PR #1573, opened 2019-10-28
Fix/ENS empty address

kvhnuke:
### Bug

- [x] Updated CHANGELOG.md
  - [x] Link to issue: https://discuss.ens.domains/t/new-standard-proposal-ens-multicoin-support/1148/46
- [x] Add PR label

### DIFF
--- a/src/dapps/ManageENS/ManageENS.vue
+++ b/src/dapps/ManageENS/ManageENS.vue
@@ -252,12 +252,19 @@ export default {
         ResolverAbi,
         publicResolverAddress
       );
+      const getDecodedAddress = _coinItem => {
+        let decodedAddress = '0x';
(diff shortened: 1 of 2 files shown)


src/dapps/ManageENS/ManageENS.vue
```diff
@@ -252,12 +252,19 @@ export default {
         ResolverAbi,
         publicResolverAddress
       );
+      const getDecodedAddress = _coinItem => {
+        let decodedAddress = '0x';
```
makoto: Should be either `Buffer.from("")` or `new Buffer(0)` to set empty string. cc @Arachnid

kvhnuke: Abi encoder converts '0x' to an empty buffer.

_Task directions_
Please count the lines above that contain the word "kvhnuke", and reply with the number alone.

_Solution to the problem_
2